[What the task asks] Find the line in the entries below that contains "Removed mutator functions". Repeat it exactly, and every line after it through the line that contains "[Updates] (as of".

[Saved entries]
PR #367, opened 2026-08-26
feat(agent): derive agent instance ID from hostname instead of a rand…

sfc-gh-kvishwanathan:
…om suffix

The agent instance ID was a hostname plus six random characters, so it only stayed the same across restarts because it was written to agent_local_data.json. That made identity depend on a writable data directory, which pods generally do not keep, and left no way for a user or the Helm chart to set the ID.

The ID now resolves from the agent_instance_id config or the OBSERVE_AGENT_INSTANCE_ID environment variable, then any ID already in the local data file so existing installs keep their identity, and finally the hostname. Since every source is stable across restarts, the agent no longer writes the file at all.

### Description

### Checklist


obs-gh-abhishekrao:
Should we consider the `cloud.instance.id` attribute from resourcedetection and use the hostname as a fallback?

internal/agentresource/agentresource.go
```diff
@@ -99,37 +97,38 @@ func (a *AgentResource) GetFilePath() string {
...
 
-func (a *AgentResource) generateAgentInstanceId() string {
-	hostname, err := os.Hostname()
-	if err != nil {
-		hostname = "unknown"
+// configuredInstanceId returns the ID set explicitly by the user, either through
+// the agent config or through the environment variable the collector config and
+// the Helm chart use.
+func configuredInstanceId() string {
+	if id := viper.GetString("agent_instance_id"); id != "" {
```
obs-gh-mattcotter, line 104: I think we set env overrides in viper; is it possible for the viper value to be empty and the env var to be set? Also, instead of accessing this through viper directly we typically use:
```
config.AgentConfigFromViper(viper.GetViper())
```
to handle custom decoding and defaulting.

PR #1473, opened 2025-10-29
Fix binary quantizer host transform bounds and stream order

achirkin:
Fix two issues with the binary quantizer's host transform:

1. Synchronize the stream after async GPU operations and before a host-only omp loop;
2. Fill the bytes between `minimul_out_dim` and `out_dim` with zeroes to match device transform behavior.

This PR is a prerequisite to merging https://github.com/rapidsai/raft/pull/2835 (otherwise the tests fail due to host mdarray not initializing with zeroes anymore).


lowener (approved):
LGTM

---

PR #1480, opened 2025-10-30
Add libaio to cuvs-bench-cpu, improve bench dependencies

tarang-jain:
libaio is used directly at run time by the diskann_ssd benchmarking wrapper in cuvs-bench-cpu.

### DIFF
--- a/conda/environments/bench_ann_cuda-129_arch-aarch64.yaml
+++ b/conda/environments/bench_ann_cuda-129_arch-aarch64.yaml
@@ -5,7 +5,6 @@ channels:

...

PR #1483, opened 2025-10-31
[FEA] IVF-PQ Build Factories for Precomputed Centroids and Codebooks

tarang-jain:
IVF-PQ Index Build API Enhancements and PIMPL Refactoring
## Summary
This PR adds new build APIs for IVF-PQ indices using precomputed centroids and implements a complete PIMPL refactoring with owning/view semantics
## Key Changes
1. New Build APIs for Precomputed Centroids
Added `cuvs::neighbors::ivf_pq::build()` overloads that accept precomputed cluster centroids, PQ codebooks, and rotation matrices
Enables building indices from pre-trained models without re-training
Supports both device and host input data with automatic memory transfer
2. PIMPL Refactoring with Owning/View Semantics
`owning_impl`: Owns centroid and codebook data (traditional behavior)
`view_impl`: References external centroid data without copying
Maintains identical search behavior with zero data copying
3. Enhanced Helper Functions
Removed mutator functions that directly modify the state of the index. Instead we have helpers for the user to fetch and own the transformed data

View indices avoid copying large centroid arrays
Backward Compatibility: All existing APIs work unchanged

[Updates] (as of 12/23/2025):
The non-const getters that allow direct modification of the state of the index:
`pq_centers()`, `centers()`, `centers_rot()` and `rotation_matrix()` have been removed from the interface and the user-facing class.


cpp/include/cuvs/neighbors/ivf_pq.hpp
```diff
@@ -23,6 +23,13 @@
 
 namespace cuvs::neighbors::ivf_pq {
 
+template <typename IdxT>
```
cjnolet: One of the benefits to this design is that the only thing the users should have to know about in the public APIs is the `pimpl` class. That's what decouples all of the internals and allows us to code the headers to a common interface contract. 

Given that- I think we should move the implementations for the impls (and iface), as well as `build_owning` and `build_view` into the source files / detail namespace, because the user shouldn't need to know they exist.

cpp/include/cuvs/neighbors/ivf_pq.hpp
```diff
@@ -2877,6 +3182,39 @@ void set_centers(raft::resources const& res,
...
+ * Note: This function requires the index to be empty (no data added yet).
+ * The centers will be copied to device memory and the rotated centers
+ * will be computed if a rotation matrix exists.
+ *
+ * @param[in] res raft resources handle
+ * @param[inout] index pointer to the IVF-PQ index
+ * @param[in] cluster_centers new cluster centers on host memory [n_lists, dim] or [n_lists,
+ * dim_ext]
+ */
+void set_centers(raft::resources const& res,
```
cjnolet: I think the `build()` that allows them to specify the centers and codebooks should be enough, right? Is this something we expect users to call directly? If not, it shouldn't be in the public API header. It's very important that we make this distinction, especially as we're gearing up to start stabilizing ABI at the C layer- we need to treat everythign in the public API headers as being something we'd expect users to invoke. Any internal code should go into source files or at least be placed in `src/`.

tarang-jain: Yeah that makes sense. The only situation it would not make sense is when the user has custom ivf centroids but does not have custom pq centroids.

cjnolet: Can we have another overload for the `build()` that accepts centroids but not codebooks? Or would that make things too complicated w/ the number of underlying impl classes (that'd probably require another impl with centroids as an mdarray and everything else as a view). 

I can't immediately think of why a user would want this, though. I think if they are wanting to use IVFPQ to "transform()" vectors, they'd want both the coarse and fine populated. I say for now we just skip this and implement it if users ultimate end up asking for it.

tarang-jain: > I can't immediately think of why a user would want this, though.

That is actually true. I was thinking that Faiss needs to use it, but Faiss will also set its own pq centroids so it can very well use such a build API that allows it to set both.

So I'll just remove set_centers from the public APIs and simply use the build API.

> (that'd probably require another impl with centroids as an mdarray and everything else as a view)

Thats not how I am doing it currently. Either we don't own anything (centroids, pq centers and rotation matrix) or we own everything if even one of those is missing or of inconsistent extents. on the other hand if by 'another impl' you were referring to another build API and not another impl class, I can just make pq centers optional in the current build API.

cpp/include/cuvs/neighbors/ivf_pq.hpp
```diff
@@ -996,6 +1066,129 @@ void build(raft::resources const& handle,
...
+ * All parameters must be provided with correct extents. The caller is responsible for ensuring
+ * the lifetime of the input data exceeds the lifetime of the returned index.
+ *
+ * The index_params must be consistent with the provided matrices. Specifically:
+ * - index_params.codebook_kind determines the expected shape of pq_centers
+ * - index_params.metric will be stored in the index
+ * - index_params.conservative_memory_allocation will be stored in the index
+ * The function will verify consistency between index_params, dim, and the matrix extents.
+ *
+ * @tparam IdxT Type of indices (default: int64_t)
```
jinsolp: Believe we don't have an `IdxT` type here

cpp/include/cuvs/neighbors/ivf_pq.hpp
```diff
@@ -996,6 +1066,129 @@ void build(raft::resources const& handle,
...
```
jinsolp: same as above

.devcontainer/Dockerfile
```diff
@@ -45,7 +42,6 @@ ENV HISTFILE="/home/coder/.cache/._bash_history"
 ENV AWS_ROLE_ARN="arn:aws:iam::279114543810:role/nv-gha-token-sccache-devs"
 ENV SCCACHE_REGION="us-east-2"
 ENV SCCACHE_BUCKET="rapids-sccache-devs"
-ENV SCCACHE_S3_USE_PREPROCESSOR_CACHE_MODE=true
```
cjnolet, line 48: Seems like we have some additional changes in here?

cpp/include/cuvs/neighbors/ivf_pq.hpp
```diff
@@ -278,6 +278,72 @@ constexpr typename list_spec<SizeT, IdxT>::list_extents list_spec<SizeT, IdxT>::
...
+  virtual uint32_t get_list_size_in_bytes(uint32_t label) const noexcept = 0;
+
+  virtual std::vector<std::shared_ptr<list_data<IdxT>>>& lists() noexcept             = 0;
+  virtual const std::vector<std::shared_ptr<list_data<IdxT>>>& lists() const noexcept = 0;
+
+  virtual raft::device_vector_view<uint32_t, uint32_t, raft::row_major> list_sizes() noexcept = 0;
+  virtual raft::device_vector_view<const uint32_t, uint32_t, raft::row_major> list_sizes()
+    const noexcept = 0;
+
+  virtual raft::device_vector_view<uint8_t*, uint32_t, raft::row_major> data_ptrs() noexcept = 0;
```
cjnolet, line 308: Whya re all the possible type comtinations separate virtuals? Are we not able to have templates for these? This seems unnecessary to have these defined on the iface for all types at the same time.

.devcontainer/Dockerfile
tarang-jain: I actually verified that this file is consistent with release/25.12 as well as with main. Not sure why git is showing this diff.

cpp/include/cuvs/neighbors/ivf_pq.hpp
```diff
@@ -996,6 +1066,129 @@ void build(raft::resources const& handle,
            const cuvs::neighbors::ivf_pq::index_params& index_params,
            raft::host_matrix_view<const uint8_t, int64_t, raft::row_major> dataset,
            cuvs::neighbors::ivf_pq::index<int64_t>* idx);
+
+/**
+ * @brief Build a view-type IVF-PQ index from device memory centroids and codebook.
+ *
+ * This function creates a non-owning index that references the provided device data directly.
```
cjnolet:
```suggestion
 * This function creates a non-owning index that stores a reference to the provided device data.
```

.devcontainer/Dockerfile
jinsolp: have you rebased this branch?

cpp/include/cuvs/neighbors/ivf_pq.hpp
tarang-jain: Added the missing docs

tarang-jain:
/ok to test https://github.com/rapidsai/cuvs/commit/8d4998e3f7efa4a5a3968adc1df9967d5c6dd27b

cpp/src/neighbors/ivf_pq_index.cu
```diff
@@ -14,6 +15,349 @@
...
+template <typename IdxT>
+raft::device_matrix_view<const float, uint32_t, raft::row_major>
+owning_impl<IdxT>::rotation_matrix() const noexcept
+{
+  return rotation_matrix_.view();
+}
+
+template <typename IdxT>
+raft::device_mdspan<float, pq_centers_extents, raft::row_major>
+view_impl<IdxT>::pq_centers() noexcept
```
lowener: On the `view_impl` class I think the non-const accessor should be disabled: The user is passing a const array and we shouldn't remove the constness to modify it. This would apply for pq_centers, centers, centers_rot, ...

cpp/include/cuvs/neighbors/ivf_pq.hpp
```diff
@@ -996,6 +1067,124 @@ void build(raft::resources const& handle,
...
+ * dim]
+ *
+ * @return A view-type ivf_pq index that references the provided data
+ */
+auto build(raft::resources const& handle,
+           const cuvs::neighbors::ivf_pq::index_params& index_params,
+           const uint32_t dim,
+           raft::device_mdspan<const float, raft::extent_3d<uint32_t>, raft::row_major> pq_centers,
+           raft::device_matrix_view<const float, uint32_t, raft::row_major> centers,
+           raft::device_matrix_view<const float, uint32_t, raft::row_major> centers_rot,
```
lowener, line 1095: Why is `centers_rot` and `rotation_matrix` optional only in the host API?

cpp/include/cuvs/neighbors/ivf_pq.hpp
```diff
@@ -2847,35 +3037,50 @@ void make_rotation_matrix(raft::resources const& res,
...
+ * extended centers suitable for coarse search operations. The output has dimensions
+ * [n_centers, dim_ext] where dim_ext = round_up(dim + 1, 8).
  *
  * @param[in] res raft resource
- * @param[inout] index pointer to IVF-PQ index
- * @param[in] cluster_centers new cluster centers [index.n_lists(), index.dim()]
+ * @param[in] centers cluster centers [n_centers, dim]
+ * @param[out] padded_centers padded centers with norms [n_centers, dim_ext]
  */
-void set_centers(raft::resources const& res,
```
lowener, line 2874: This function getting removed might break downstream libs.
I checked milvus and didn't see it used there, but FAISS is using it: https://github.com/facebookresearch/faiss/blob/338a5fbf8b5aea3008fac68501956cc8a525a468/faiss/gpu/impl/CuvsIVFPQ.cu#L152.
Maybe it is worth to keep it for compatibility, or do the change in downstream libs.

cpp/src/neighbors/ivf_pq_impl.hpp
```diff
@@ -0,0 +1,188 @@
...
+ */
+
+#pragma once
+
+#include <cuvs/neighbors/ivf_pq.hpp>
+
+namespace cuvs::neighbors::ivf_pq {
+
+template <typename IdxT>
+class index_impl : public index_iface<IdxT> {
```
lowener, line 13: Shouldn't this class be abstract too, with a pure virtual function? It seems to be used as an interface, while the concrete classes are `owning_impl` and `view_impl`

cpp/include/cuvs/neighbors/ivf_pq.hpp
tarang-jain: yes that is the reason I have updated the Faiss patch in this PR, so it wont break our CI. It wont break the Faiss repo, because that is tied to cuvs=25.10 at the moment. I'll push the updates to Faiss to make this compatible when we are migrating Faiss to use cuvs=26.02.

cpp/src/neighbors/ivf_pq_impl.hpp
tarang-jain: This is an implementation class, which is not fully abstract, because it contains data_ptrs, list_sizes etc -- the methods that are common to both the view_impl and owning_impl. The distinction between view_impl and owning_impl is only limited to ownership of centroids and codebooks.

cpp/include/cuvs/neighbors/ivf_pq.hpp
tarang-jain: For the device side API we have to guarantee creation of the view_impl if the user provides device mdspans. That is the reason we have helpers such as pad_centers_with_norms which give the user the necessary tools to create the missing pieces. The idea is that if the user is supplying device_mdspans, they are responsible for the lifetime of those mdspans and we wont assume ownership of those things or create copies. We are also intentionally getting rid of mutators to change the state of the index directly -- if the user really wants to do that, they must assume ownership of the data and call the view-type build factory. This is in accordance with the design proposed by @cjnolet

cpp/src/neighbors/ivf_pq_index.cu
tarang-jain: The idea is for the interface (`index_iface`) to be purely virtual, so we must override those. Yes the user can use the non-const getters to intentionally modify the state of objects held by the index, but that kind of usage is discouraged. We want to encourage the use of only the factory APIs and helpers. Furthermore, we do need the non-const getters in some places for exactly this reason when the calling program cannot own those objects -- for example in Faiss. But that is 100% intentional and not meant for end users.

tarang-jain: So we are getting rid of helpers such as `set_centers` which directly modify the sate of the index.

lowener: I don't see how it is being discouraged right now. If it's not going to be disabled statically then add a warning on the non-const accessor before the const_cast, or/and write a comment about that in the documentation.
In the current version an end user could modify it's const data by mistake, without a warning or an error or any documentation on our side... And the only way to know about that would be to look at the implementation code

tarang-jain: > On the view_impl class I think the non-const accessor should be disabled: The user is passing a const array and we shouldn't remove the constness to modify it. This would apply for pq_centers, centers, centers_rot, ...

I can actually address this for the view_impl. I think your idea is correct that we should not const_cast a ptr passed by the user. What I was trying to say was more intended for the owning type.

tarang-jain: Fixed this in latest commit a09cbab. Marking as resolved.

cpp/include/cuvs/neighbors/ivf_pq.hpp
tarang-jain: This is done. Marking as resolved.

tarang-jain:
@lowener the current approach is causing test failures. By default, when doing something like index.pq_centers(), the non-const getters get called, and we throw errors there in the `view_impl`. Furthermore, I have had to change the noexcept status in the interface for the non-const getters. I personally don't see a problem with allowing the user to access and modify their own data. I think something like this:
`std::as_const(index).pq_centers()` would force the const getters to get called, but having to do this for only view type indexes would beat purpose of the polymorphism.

[Exercise result]
Removed mutator functions that directly modify the state of the index. Instead we have helpers for the user to fetch and own the transformed data

View indices avoid copying large centroid arrays
Backward Compatibility: All existing APIs work unchanged

[Updates] (as of 12/23/2025):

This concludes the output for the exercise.